Compositeur particulièrement prolifique avec près de 500 numéros d'opus, Jean Catoire est décédé le 9 novembre 2005, à l'âge de 82 ans. Musicien original pour ne pas dire marginal, il se plaisait à écrire une musique volontairement dépouillée, répétitive, d'une lenteur inhabituelle cherchant ainsi à atteindre la pureté originelle du son, ou mieux encore à refléter «la vision du son». Nicolas Bacri a écrit que sa musique «est un univers dont le monde musical ne soupçonne pas encore l'originalité et l'importance».
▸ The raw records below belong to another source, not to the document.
PR #673, opened 2022-12-02
Add support for PartitionIdOp

subhankarshah:
closes #632

PR #736, opened 2022-12-09
Add versions to attributes, enums, and types

### LINKED ISSUE #676: Implement versioned types and attributes for VHLO
### Request description

VHLO (Versioned StableHLO, https://github.com/openxla/stablehlo/pull/278) currently only has versioned ops. Before it is production ready, it will also need support for versioned Attributes and Types.

GleasonK:
- Moved `TokenType` to ODS in VHLO to add consistent implementation for versioned interface. We can consider moving StableHLO/MHLO TokenType decls to ODS as well.
- Added a `Versioned(Op|Attr|Type)Interface` declaration to version ops/attrs/types.
- Moved `Vhlo(Enums|Types|Attrs).h.inc` to bottom of `VhloOps.cpp` since the version interfaces had a dependency on `VhloDialect::getCurrentVersion()`.
- Updated legality checks to include checking attr and type versions satisfy the target version.
- Added test point for legal types/attrs, currently only `OutputOperandAlias`, added in `0.4.0` is the only attribute that can be tested for illegality.

Currently, there are only `V1` attributes and types. This means we do not need to worry about type or attribute converters in the current StableHLO release. To avoid introducing technical debt for the sake of testing type/attr conversion, I think it is best we submit conversion code after we have a use case for it.

I have confirmed that Type and Attribute conversions are possible, and have prototyped a few machineries for these conversions. See: https://github.com/openxla/stablehlo/commit/334b88ba190fc8127e76e60f2072a7b0f5f2ef2b

Closes #676.


stablehlo/dialect/VhloBase.td
```diff
@@ -34,6 +34,49 @@ def VersionedInterface : OpInterface<"VersionedInterface"> {
...
 }
 
+def VHLO_VersionedAttrInterface : AttrInterface<"VersionedAttrInterface"> {
+  let cppNamespace = "::mlir::vhlo";
+  let methods = [
+    InterfaceMethod<
+      "Returns the minimum version an attribute is supported in.",
+      "mlir::vhlo::Version", "getMinVersion">,
+    InterfaceMethod<
+      "Returns the maximum verison an attribute is supported in.",
```
burmako, line 44: Typo: "version". (Here, below and above).

stablehlo/dialect/VhloAttrs.td
```diff
@@ -22,6 +22,25 @@ include "stablehlo/dialect/VhloEnums.td"
 
 include "mlir/IR/AttrTypeBase.td"
 
+//===----------------------------------------------------------------------===//
+// Attribute Versioning
+//===----------------------------------------------------------------------===//
+
+class VHLO_AttrDef<string name,
+                   string minVersion = "0.3.0",
+                   string maxVersion = "current">
```
burmako, line 31: What do you think about removing default values for minVersion and maxVersion and explicitly specifying them everywhere? This way each entity's minimum and maximum version will be easily discoverable without reliance on code search. 

Also, for all ops, attributes and types that will be added after this PR, the minVersion default will be wrong, which might lead to confusion that we've already observed in https://github.com/openxla/stablehlo/pull/673#discussion_r1043710870. If removing default values for minVersion and maxVersion sounds like too much, perhaps let's remove the default value for minVersion?

stablehlo/dialect/VhloBase.td
```diff
@@ -34,6 +34,49 @@ def VersionedInterface : OpInterface<"VersionedInterface"> {
   ];
 }
 
+def VHLO_VersionedAttrInterface : AttrInterface<"VersionedAttrInterface"> {
+  let cppNamespace = "::mlir::vhlo";
+  let methods = [
+    InterfaceMethod<
+      "Returns the minimum version an attribute is supported in.",
```
burmako, line 41: How about expanding to "the minimum version of the VHLO dialect"? (Here, below and above).

stablehlo/dialect/VhloAttrs.td
```diff
@@ -22,6 +22,25 @@ include "stablehlo/dialect/VhloEnums.td"
...
+  : AttrDef<VHLO_Dialect, name, [VHLO_VersionedAttrInterface]> {
+  let extraClassDeclaration = [{
+    mlir::vhlo::Version getMinVersion() {
+      return *mlir::vhlo::Version::fromString("}] #  minVersion # [{");
```
burmako, line 35: This is something that I missed when reviewing the previous pull request, but what happens if someone accidentally specifies a version that doesn't parse. Can we `llvm::report_fatal_error` instead of dereferencing an empty optional?

stablehlo/dialect/VhloBase.td
burmako, line 44: "maximum version (inclusive)"?

stablehlo/tests/vhlo_to_version_downgrade_invalid.mlir
```diff
@@ -21,6 +21,18 @@ func.func @custom_call_v2_with_output_operand_alises(%arg0 : tensor<f32>) -> ten
 
 // -----
 
+func.func @op_with_output_operand_alises(%arg0 : tensor<f32>) -> () {
+  // expected-error @+1 {{failed to legalize operation 'vhlo.add' that was explicitly marked illegal}}
+  stablehlo.add %arg0, %arg0 {
+    op_alias_attr = #stablehlo.output_operand_alias<output_tuple_indices = [],
+                                                    operand_index = 0,
+                                                    operand_tuple_indices = []>
```
burmako, line 29: I think I understand why you're doing this (it would be good to test the newly added attribute, but testing stablehlo.custom_call with an output_operand_alias won't achieve much because the test will fail due to a different reason), but I don't think that testing this attribute in isolation is necessary. 

"What's not covered?" in the compatibility RFC says "Unspecced features: We may make backward incompatible changes to features which haven't been specced" and using unregistered attributes counts as an unspecced feature.

stablehlo/transforms/Passes.td
```diff
@@ -28,7 +28,7 @@ def VhloLegalizeToStablehloPass : Pass<"vhlo-legalize-to-stablehlo", "ModuleOp">
 def VhloToVersionPass : Pass<"vhlo-to-version"> {
   let summary = "Convert between versions of VHLO.";
   let options = [
-    Option<"targetVersion", "target", "std::string", "",
+    Option<"targetVersionClopt", "target", "std::string", "",
```
burmako, line 31: "targetVersionOption"? I don't think using an abbreviation here is worth it, since there's a straightforward conventional name which is just one character longer.

stablehlo/dialect/Version.h
```diff
@@ -59,6 +60,14 @@ class Version {
 };
 
 mlir::Diagnostic& operator<<(mlir::Diagnostic& diag, const Version& version);
+llvm::raw_ostream& operator<<(llvm::raw_ostream& os, const Version& version);
+
+template <typename VersionedInterface>
+bool isLegalVersionForTarget(VersionedInterface& interface,
+                             Version const& target) {
```
burmako, line 67: `const Version&` as the more conventional option in our codebase? (Here and everywhere else - this is something that I seem to have missed when reviewing the previous PR).

stablehlo/transforms/VhloToVersion.cpp
```diff
@@ -77,6 +78,69 @@ FailureOr<Version> validateTargetVersion(llvm::StringRef versionRef,
   return targetVersion;
 }
 
+template <typename AttrOrType>
+bool isDialect(AttrOrType at, llvm::StringRef dialectName) {
+  return (at.getDialect().getNamespace() == dialectName);
+}
+
+LogicalResult isLegalAttribute(Operation* op, NamedAttribute const& attr,
```
burmako, line 86: Let's remove the unused "op" parameter. (Same below).

stablehlo/transforms/VhloToVersion.cpp
```diff
@@ -77,6 +78,69 @@ FailureOr<Version> validateTargetVersion(llvm::StringRef versionRef,
...
+  if (typeInterface && isLegalVersionForTarget(typeInterface, targetVersion)) {
+    return success();
+  }
+
+  LLVM_DEBUG(llvm::dbgs() << "failed to legalize type " << type
+                          << " to version " << targetVersion << '\n');
+  return failure();
+}
+
+bool isLegalOpInTargetVersion(Operation* op, Version const& targetVersion) {
```
burmako, line 120: "isLegalOp" to be consistent with the two functions above? (Same for "isLegalVersionForTarget" => "isLegalVersion").

stablehlo/dialect/Version.h
```diff
@@ -59,6 +60,14 @@ class Version {
 };
 
 mlir::Diagnostic& operator<<(mlir::Diagnostic& diag, const Version& version);
+llvm::raw_ostream& operator<<(llvm::raw_ostream& os, const Version& version);
+
+template <typename VersionedInterface>
+bool isLegalVersionForTarget(VersionedInterface& interface,
```
burmako, line 66: Given that this function is only used in VhloToVersion.cpp, let's move it to that file.

stablehlo/transforms/VhloToVersion.cpp
```diff
@@ -77,6 +78,69 @@ FailureOr<Version> validateTargetVersion(llvm::StringRef versionRef,
...
+  if (attrInterface && isLegalVersionForTarget(attrInterface, targetVersion)) {
+    return success();
+  }
+
+  LLVM_DEBUG(llvm::dbgs() << "failed to legalize attribute " << attr.getName()
+                          << " to version " << targetVersion);
+  return failure();
+}
+
+LogicalResult isLegalType(Operation* op, Type const& type,
```
burmako, line 103: I don't think it's idiomatic to use `const` or `&` with Type. The former is because https://mlir.llvm.org/docs/Rationale/UsageOfConst/, and the latter is because Type is lightweight enough to be passed by value.

burmako (changes requested):

stablehlo/dialect/VhloBase.td
GleasonK: Fixed. Was also the same typo in `STABLEHLO_CUSTOM_CALL_API_VERISON_UNSPECIFIED`, fixed that too.

stablehlo/dialect/VhloAttrs.td
GleasonK: > If removing default values for minVersion and maxVersion sounds like too much, perhaps let's remove the default value for minVersion

I was thinking this. Lets do this in a follow up change, will be easier to review in isolation. Created  #779

stablehlo/transforms/VhloToVersion.cpp
GleasonK: Ah, didn't realize that went stale. Used to use `op->emitError` but this is called during legalization so the intermediate state may be illegal but end result it fine, so we don't want to emit error.

stablehlo/dialect/Version.h
GleasonK: Fixed everywhere. Previous company had the opposite coding standard, to avoid the contingency in the rule: "const applies to the thing left of it. ~If there is nothing on the left then it applies to the thing right of it.~"

Fixed this and all other params to use `const ClassName&`.

stablehlo/transforms/VhloToVersion.cpp
GleasonK: Hadn't seen that doc before, thanks! Fixed.

stablehlo/tests/vhlo_to_version_downgrade_invalid.mlir
GleasonK: > using unregistered attributes counts as an unspecced feature

I could see unregistered attributes being a silent compatibility-killer. If anything changes about an unregistered attr, the file won't deserialize. With that, there were two possible approaches:

1. Enforce a disallowance of unregistered attributes. This felt too strict since it seems like there _have_ been use cases for unregistered attrs in the past.
2. Don't worry about the attrs, so long as their values are representable and valid in VHLO. 

I went with approach 2. If we wanted to go with approach 1, I would want to make sure we are explicit that that is an unpsecced feature.

> won't achieve much because the test will fail due to a different reason

Outside of VHLO downgrade errors, this does not fail. Aside from the unregistered operation at the bottom of this file, the file if fully round-trippable through stablehlo-opt.

GleasonK: In the meantime, I added a comment to the test to explain that rationale.

stablehlo/dialect/VhloAttrs.td
GleasonK: Done. Should be fairly uncommon since this only applies to the hardcoded versions in TD files, but is a negligible performance hit for a better user experience. Generated code now reads: `"invalid version <version> in <(op|type|attr)-name>"`

```
  mlir::vhlo::Version getMinVersion() {
    auto version = mlir::vhlo::Version::fromString("0.3.0");
    if (failed(version)) llvm_unreachable("invalid version 0.3.0 in ArgResultAlias");
    return *version;
  }
```

GleasonK:
Rebased on main to fix merge conflict.

stablehlo/transforms/VhloToVersion.cpp
```diff
@@ -77,18 +78,87 @@ FailureOr<Version> validateTargetVersion(llvm::StringRef versionRef,
   return targetVersion;
 }
 
+template <typename AttrOrType>
+bool isDialect(AttrOrType at, llvm::StringRef dialectName) {
```
burmako, line 82: `isFromDialect`? During the previous review, the name looked off to me, but I couldn't come up with a better idea. Now I think I have.

stablehlo/tests/vhlo_to_version_downgrade_invalid.mlir
burmako: "I could see unregistered attributes being a silent compatibility-killer". Let's open a ticket to get to the bottom of this. I agree that it's too early to disallow unregistered attributes in VHLO while we have stuff like `mhlo.sharding` and about a handful of other public attributes unspecced, but could we perhaps have an allowlist for now and ban everything that's not there?

"In the meantime, I added a comment to the test to explain that rationale". Understood. After our discussion on a somewhat similar MLIR-HLO PR recently, I have another concern though. Semantically, having an `output_operand_alias` attribute on an `add` doesn't make sense, which doesn't make this a great test in my opinion. Perhaps we can drop this test for now, and once we have that allowlist (in a follow-up PR), we could introduce a more natural negative, e.g. a unit attribute whose name is not on the list?

burmako (changes requested):

stablehlo/tests/vhlo_to_version_downgrade_invalid.mlir
GleasonK: "but could we perhaps have an allowlist for now and ban everything that's not there"
Opened #784. We would need to version this allowlist as well. The alternative is supporting unregistered attrs so long as their values are supported by VHLO, which feels easier to document, use, and maintain.

"Perhaps we can drop this test for now, and once we have that allowlist (in a follow-up PR), we could introduce a more natural negative"
I'd propose the opposite, VHLO needs testing of unregistered attributes, and I'm not sure that allow-list is the proper path forward just yet. I'll change this to an unregistered attr of a custom_call since that makes a little more sense, but this test point has little to do with op semantics, nor the implementation defined semantics of unregistered attributes. This TP is more akin to [mhlo_bytecode_customizations.mlir](https://github.com/tensorflow/mlir-hlo/blob/984b124ecf96d3c0d1d447ffb70c1baca3d9868c/tests/Dialect/mhlo/mhlo_bytecode_customizations.mlir) - nonsense for the sake of testing something else entirely. In this case, we are testing that serialization versioning prevents the legalization of VHLO for a version that would not understand how to deserialize it. If this were to sneak through, even though it is nonsense and may be dropped, it would break deserialization entirely.

Per our discussion on the MLIR-HLO PR, I realized via test cases like this that we are able to add unregistered attributes into `func.func` attributes, which completely violates compatibility currently, re-enforcing the need to fork modularity ops, and have TPs like this for VHLO. While the need is much less for MHLO->StableHLO, I noted that it is _very_ important to test in VHLO, given its use case, and since this _is_ valid (but meaningless) MLIR.

GleasonK: Heh - turns out that this attr does sneak through when used as an unregistered attribute of `custom_call` currently. Will push a fix for that shortly.

stablehlo/tests/vhlo_to_version_downgrade_invalid.mlir
```diff
@@ -21,6 +21,22 @@ func.func @custom_call_v2_with_output_operand_alises(%arg0 : tensor<f32>) -> ten
 
 // -----
 
+/// Unregistered attributes are permitted so long as their value is
+// representable and valid in VHLO in the target version.
+func.func @custom_call_v2_with_output_operand_alises_unregistered(%arg0 : tensor<f32>) -> tensor<f32> {
```
burmako, line 26: Typo: "alises".

stablehlo/tests/vhlo_to_version_downgrade_invalid.mlir
```diff
@@ -21,6 +21,22 @@ func.func @custom_call_v2_with_output_operand_alises(%arg0 : tensor<f32>) -> ten
 
 // -----
 
+/// Unregistered attributes are permitted so long as their value is
```
burmako, line 24: Typo: extraneous `/`.

stablehlo/transforms/VhloToVersion.cpp
burmako: This doesn't look addressed. Forgot to push changes?

stablehlo/tests/vhlo_to_version_downgrade_invalid.mlir
burmako: Sounds good.

burmako (changes requested):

Petit-neveu du compositeur russe d'origine française Georges Catoire (1861-1926), qui enseigna la composition au Conservatoire de Moscou, Jean Catoire est né à Paris le 1er avril 1923 de parents russes immigrés en France au moment de la Révolution russe. Sa mère, d'origine allemande, lui prodigue ses premières leçons de musique, puis il entre en 1938 tout naturellement au Conservatoire russe Serge Rachmaninoff qui avait ouvert ses portes une quinzaine d'années auparavant dans le seizième arrondissement parisien, sous l'impulsion de Chaliapine, Glazounov, Gretchaninov et Rachmaninoff. Dans cet établissement, il étudie le piano et la composition auprès de Pavel Kovalev, un ancien élève de Max Reger au Conservatoire de Leipzig installé à Paris depuis 1927, et de Vadim Butzov, un musicien de l'école russe. Sorti de cette école ses diplômes en poche, la seconde guerre mondiale l'oblige à interrompre ses études qu'il ne peut reprendre que bien plus tard. En 1949 à Tanglewood, aux Etats-Unis, il suit les cours d'été de Messiaen, mais, si cet enseignement lui élargit son horizon musical, Catoire se garde bien d'adhérer aux théories de ce maître à penser alors très en vogue et va même s'en éloigner dans son langage. C'est à cette époque qu'il étudie également la direction d'orchestre à Paris auprès du chef américain d'origine belge Léon Barzin, premier chef du New York City Ballet. Plus tard, lorsque Léon Barzin se fixe en France (1959), où il fonde la Société Philharmonique, son ancien élève deviendra son assistant.
De retour à Paris au début des années cinquante, Jean Catoire se forge son propre langage musical et va suivre un chemin qui l'éloigne peu à peu des courants traditionnels ou modernes alors en vogue. Refusant de pratiquer la musique comme un art dans lequel le son est sculpté pour être intégré dans un ensemble, il cherche plus précisément à le pénétrer en tant que vibration perceptible par l'oreille humaine, l'ordonnant savamment dans une contemplation mystique en dehors de toute pensée musicale habituelle. Il désire en somme retrouver l'origine divine du son, en s'abrogeant de toute forme artistique, se rapprochant en cela des incantations des musiques primitives où la musique est seulement utilisée comme le facteur déclenchant d'une réaction psychique. C'est sans doute pour cela que certaines œuvres de Catoire peuvent durer jusqu'à 12 heures, comme son opus 540 pour 4 violons ou 541 pour douze voix de femme et douze voix d'homme.